# What the task asks
Starting at the line that contains "TIMEOUT_PER_BATCH_MS = 3000;" and ending at the line that contains "pivot groupBy value", the lines below are to be given again exactly, with nothing added.
━━━━━━━━━━━━━━━━
PR #21981, opened 2026-04-14
feat: add 'Start at zero' toggle for percentage y-axis on line/area charts

### LINKED ISSUE #21730: Percentage-formatted line charts should default y-axis to start at zero
## Description

When a line chart displays percentage-formatted values, the y-axis auto-scaling heuristic can zoom into a narrow range (e.g. 85%-90%), making small fluctuations look dramatic. Percentages have a natural 0-100 scale, so the y-axis should default to starting at 0 to give proper visual context.

Bar charts already handle this correctly -- the auto-scaling logic is disabled for bar series, so they always start at zero. Line and area charts with percentage values should follow the same principle.

## Current behavior

A line chart showing values like 85%, 87%, 89% may render with a y-axis range of \~84%-90%, exaggerating visual variation.

## Expected behavior

When the y-axis displays percentage-formatted values, the axis should default to starting at 0 (and ideally cap at 100 if all values fall within 0-100).

## Implementation considerations

Changing the default auto-scaling behavior will affect how existing saved charts render. A chart that currently zooms into a tight percentage range would suddenly show the full 0-100 scale, which could make some charts less readable for users who prefer the zoomed view.

Options to handle this:

1. **Migration approach**: When applying the new default, backfill existing charts that rely on the current heuristic with an explicit min/max value matching their current rendered range, so they don't visually change. New charts get the zero-based default.
2. **Opt-in toggle**: Add an explicit "Start at zero" axis option (defaulting to on for new percentage charts) so users have direct control rather than relying on heuristics.
3. **Version the default**: Apply the new behavior only to newly created charts, leaving existing charts on the old heuristic.

## Workaround

Users can manually set the y-axis min to 0 in the Axes config panel.

## Related

* [PROD-553](https://linear.app/lightdash/issue/PROD-553/axis-auto-range-is-confusing-and-inconsistent) (broader axis auto-range inconsistency)

charliedowler:
## Summary
- Adds a **"Start axis at zero"** toggle to the Y-axis section of the Axes config panel for line and area charts with percentage-formatted fields
- When enabled, forces the y-axis minimum to 0 instead of auto-scaling to a narrow range around the data (e.g. 84–90%), which exaggerates small fluctuations
- **New charts** with percentage-formatted line/area series default the toggle to **ON**
- **Existing saved charts** are unaffected — the toggle defaults to OFF when `startAtZero` is not present in the saved config

## Changes
- `packages/common/src/types/savedCharts.ts` — Added optional `startAtZero` property to the `Axis` type
- `packages/frontend/src/hooks/echarts/useEchartsCartesianConfig.ts` — When `startAtZero` is true, forces y-axis min to 0 (for both left and right axes), taking priority over the default range heuristic
- `packages/frontend/src/hooks/cartesianChartConfig/useCartesianChartConfig.ts` — Added `setYAxisStartAtZero` setter and a one-time effect that auto-defaults `startAtZero: true` for new (unsaved) charts with percentage-formatted line/area series
- `packages/frontend/src/components/VisualizationConfigs/ChartConfigPanel/Axes/index.tsx` — Added the "Start axis at zero" Switch control, shown only when the axis has percentage-formatted fields and chart type is line or area

## Test plan
- [ ] Create a new line chart with a percentage-formatted metric → verify y-axis starts at 0 by default
- [ ] Toggle "Start axis at zero" OFF → verify y-axis auto-scales to data range
- [ ] Open an existing saved line chart with percentage y-axis → verify no visual change (toggle shows as OFF)
- [ ] Verify the toggle does not appear for bar charts or non-percentage fields
- [ ] Verify the toggle works on both left and right y-axes
- [ ] Save a chart with the toggle ON, reload → verify setting persists

Closes #21730

### DIFF
--- a/packages/common/src/types/savedCharts.ts
+++ b/packages/common/src/types/savedCharts.ts
@@ -621,6 +621,8 @@ type Axis = {
     inverse?: boolean;
     /** Rotation angle for axis labels */
     rotate?: number;
+    /** Force y-axis to start at zero (useful for percentage-formatted axes) */
+    startAtZero?: boolean;
 };
 
 export type XAxis = Axis & {
--- a/packages/e2e/cypress/cli/dbt/cli.cy.ts
+++ b/packages/e2e/cypress/cli/dbt/cli.cy.ts
@@ -6,7 +6,7 @@ describe('CLI', () => {
     // Scale timeout based on the number of models and thread count (both
     // read dynamically in cypress.config.ts). dbt runs models in parallel,
     // so we estimate batches rather than sequential model count.
-    const TIMEOUT_PER_BATCH_MS = 3000;
+    const TIMEOUT_PER_BATCH_MS = 6000;
     const BASE_TIMEOUT_MS = 30000;
     const modelCount = Number(Cypress.env('MODEL_COUNT')) || 50;
     const dbtThreads = Number(Cypress.env('DBT_THREADS')) || 4;
--- a/packages/frontend/src/components/VisualizationConfigs/ChartConfigPanel/Axes/index.tsx
+++ b/packages/frontend/src/components/VisualizationConfigs/ChartConfigPanel/Axes/index.tsx
@@ -4,6 +4,7 @@ import {
     getDateGroupLabel,
     getItemLabelWithoutTableName,
     getXAxisSort,
+    hasPercentageFormat,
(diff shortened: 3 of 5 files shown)


charliedowler:
Closing — jarvis instance-2 reset

PR #22004, opened 2026-04-14
fix: stacked bar chart dates shifted by 1 day during DST transitions

Spissable:
## Bug
In stacked bar charts, date values in pivot segments are shifted by 1 day compared to totals during DST transitions. The `convertSqlPivotedRowsToPivotData` function calls `formatItemValue` with `convertToUTC: true` for pivot/groupBy header values, but `false` for row totals and no conversion for index values. During DST, the UTC conversion pushes dates across the midnight boundary.

## Expected

## Reproduction
- Failing test: `packages/common/src/pivot/pivotQueryResults.test.ts` — "should not shift date dimensions during DST transitions"
- Uses `TZ=Europe/London` with a BST timestamp (`2026-03-29T00:30:00.000+01:00`) as a pivot groupBy value
- Header value incorrectly shows `2026-03-28` instead of `2026-03-29`

## Evidence (before)
- Failing test asserts `headerValue.value.formatted` equals `'2026-03-29'` but receives `'2026-03-28'`

## Fix
Changed `convertToUTC` from `true` to `false` in the `formatItemValue` call for pivot header values (`packages/common/src/pivot/pivotQueryResults.ts:1027`). This makes the parameter consistent with row totals (same function, line 1405) and the non-SQL pivot path (lines 262, 277) which all use `false`.

Root cause: `moment(date).utc()` shifts timestamps to UTC, causing dates near midnight in DST-affected timezones to cross day boundaries (e.g. `2026-03-29T00:30:00+01:00` → `2026-03-28T23:30:00Z` → formatted as March 28 instead of March 29).

## Evidence (after)
- Test now passing: `packages/common/src/pivot/pivotQueryResults.test.ts`
- typecheck / lint / test: ✅

### DIFF
--- a/packages/common/src/pivot/pivotQueryResults.mock.ts
+++ b/packages/common/src/pivot/pivotQueryResults.mock.ts
@@ -4,10 +4,12 @@ import {
     DimensionType,
     FieldType,
     MetricType,
+    type Dimension,
 } from '../types/field';
 import { type MetricQuery } from '../types/metricQuery';
 import { type PivotData } from '../types/pivot';
 import { type ResultRow } from '../types/results';
+import { TimeFrames } from '../types/timeFrames';
 import {
     SortByDirection,
     VizAggregationOptions,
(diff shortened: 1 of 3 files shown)


Spissable:
Just a test

PR #22006, opened 2026-04-14
fix: stacked bar charts show dates shifted by 1 day during DST transitions

### LINKED ISSUE #21962: Stacked bar charts show dates shifted by 1 day during DST transitions

Spissable:
## Bug

Stacked bar charts show dates shifted by 1 day compared to totals during DST transitions. When a chart is stacked by a dimension, the pivot transformation converts groupBy dates using `convertToUTC: true`, which causes `moment().utc()` to shift timestamps with timezone offsets (e.g. `+01:00` during BST) across midnight boundaries.

Closes #21962

## Expected

## Fix

**Root cause:** In `convertSqlPivotedRowsToPivotData` (`packages/common/src/pivot/pivotQueryResults.ts`), the `formatItemValue` call for pivot header values (groupBy dimension values) passed `convertToUTC: true` (line ~1027), while row totals (line ~1405) and the non-SQL pivot path (lines 262, 277) all used `false`. During DST transitions, this inconsistency caused dates like `2026-04-01T00:00:00+01:00` (midnight BST) to be formatted as `2026-03-31` (the previous day in UTC).

**Fix:** Changed `convertToUTC` from `true` to `false` in the single affected `formatItemValue` call, making it consistent with all other paths.

## Evidence (after)

- Test: `packages/common/src/pivot/pivotQueryResults.test.ts` — "should not UTC-convert date dimension values in pivot headers (DST fix)"
- The test uses `TZ=Europe/London` with a post-DST date (`2026-04-01T00:00:00.000+01:00`) and verifies headers show `2026-04-01`, not `2026-03-31`
- typecheck / lint / test: ✅

### DIFF
--- a/packages/common/src/pivot/pivotQueryResults.test.ts
+++ b/packages/common/src/pivot/pivotQueryResults.test.ts
@@ -5,6 +5,7 @@ import {
     type ItemsMap,
 } from '../types/field';
 import { TimeFrames } from '../types/timeFrames';
+import * as formatting from '../utils/formatting';
 import { VizAggregationOptions, VizIndexType } from '../visualizations/types';
 import {
     convertSqlPivotedRowsToPivotData,
@@ -1467,8 +1468,9 @@ describe('convertSqlPivotedRowsToPivotData', () => {
         };
 
         const dstDate = '2026-04-01T00:00:00.000+01:00';
+        const spy = jest.spyOn(formatting, 'formatItemValue');
 
-        const result = convertSqlPivotedRowsToPivotData({
+        convertSqlPivotedRowsToPivotData({
             rows: [
                 {
                     orders_created_day: {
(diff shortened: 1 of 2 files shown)


Spissable:
Just a test for the hackathon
━━━━━━━━━━━━━━━━
# Reply
-    const TIMEOUT_PER_BATCH_MS = 3000;
+    const TIMEOUT_PER_BATCH_MS = 6000;
     const BASE_TIMEOUT_MS = 30000;
     const modelCount = Number(Cypress.env('MODEL_COUNT')) || 50;
     const dbtThreads = Number(Cypress.env('DBT_THREADS')) || 4;
--- a/packages/frontend/src/components/VisualizationConfigs/ChartConfigPanel/Axes/index.tsx
+++ b/packages/frontend/src/components/VisualizationConfigs/ChartConfigPanel/Axes/index.tsx
@@ -4,6 +4,7 @@ import {
     getDateGroupLabel,
     getItemLabelWithoutTableName,
     getXAxisSort,
+    hasPercentageFormat,
(diff shortened: 3 of 5 files shown)


charliedowler:
Closing — jarvis instance-2 reset

PR #22004, opened 2026-04-14
fix: stacked bar chart dates shifted by 1 day during DST transitions

Spissable:
## Bug
In stacked bar charts, date values in pivot segments are shifted by 1 day compared to totals during DST transitions. The `convertSqlPivotedRowsToPivotData` function calls `formatItemValue` with `convertToUTC: true` for pivot/groupBy header values, but `false` for row totals and no conversion for index values. During DST, the UTC conversion pushes dates across the midnight boundary.

## Expected

## Reproduction
- Failing test: `packages/common/src/pivot/pivotQueryResults.test.ts` — "should not shift date dimensions during DST transitions"
- Uses `TZ=Europe/London` with a BST timestamp (`2026-03-29T00:30:00.000+01:00`) as a pivot groupBy value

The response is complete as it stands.